Leo et les gerbilles

Notre ami Leo se sentant fort à l’étroit dans son costume de roi partit un beau matin à l’aventure. Libre, heureux, sans contrainte, chacune de ses grosses pattes soulève en cadence un petit toupet de poussière étincelante dans la lumière crue de la belle saison. Sa queue bat négligemment la mesure.

La journée l’amène le long des sentes qui ponctuent le paysage, ici un bouquet d’arbre ondule sous la brise, là les hautes herbes vibrent sous la chaleur sèche. Aucune âme ne vient briser sa solitude, aucun chant d’oiseau ne le flatte, aucun mouvement furtif ne le met aux aguets.

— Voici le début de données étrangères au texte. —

PR #1316, opened 2023-06-05
chore: Make CoreSocketFactory a real singleton.

hessjcg:
Create the singleton instance of CoreSocketFactory when the class is loaded instead of a lazy instantiation.

### DIFF
--- a/core/src/main/java/com/google/cloud/sql/core/CoreSocketFactory.java
+++ b/core/src/main/java/com/google/cloud/sql/core/CoreSocketFactory.java
@@ -71,13 +71,17 @@ public final class CoreSocketFactory {
   private static final int RSA_KEY_SIZE = 2048;
   private static final List<String> userAgents = new ArrayList<>();
   private static final String version = getVersion();
-  private static CoreSocketFactory coreSocketFactory;
+  private static final CoreSocketFactory coreSocketFactory;
   private final ListenableFuture<KeyPair> localKeyPair;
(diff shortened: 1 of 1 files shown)


core/src/main/java/com/google/cloud/sql/core/CoreSocketFactory.java
```diff
@@ -71,14 +71,18 @@ public final class CoreSocketFactory {
...
+  private static final CoreSocketFactory coreSocketFactory;
   private final ListenableFuture<KeyPair> localKeyPair;
   private final ConcurrentHashMap<String, CloudSqlInstance> instances = new ConcurrentHashMap<>();
   private final ListeningScheduledExecutorService executor;
   private final CredentialFactory credentialFactory;
   private final int serverProxyPort;
   private final SqlAdminApiFetcher adminApiService;
 
+  static {
+    coreSocketFactory = newFactory();
```
enocom, line 83: Shall we use an enum instead?

https://stackoverflow.com/questions/70689/what-is-an-efficient-way-to-implement-a-singleton-pattern-in-java

enocom: In that case, what do you see as the benefit of this change?

hessjcg: It's a step towards getting rid of the KeyPair future, which is coming in the next few PRs.

hessjcg:
Closing, will combine with a different PR.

Plus tard, lorsque les ombres s’allongent, d’abord doucement, puis s’étirent jusqu’à disparaitre dans le soir qui tombe, Leo a faim. Mais ici, pas de laquais, nul serviteur ne s’empresse de devancer ses désirs avec un civet de biche fumant et parfumé ou les croquettes de lapin qu’il goute tant. Leo est seul. Si seul.

 Mais un bruit, léger et incertain, lui parvient. Il s’arrête, tourne sa crinière et son attention vers la source qu’il devine sans la distinguer encore. Un drôle de bruit, multiple et surprenant ! Ne dirait-on pas une forme de musique ? Automatiquement, il corrige sa route, avance de plus en plus doucement, temporise pour vérifier la source et ne pas se faire entendre.

Le son se fait plus fort, ses oreilles lui disent qu’il s’approche, que derrière cette haie il va découvrir son repas, sans en imaginer encore le goût. Encore deux pas, et le voilà face à deux gerbilles, l’une en train de jouer avec deux noix, ne dirait-on pas une forme de guitare ? Elle chante, tape de la patte, gratte son instrument avec un cafard. L’autre, silencieuse semble concentrée sur un calcul bien prenant.

La première s’adresse au lion « Bonjour mon prince, tu es venu écouter les trotte-menus ? »

Leo fronce les yeux « Non, minus, tu n’y es pas. Je suis là car j’ai faim, très faim, et je vais te caser dans ma dent creuse. »

La gerbille éclate de rire «Bah ! Bah ! Bah ! Et tu ferais là une bien grosse bêtise ! »

Leo « Et pourquoi cela ? »

Gerbille « Je connais plein d’histoires amusantes qui te feront sourire et te permettront d’attendre un repas plus digne de ton rang. »

Leo « Comme quoi, petit flatteur ? »

Gerbille « Tu sais comment on apprend à compter dans les poulaillers ?

Leo « Euh ! non. »

Gerbille « Un poussin égale deux »

Leo « Pas mal ! »

Gerbille «  et les histoires de grenouilles à grande bouche, tu connais ? »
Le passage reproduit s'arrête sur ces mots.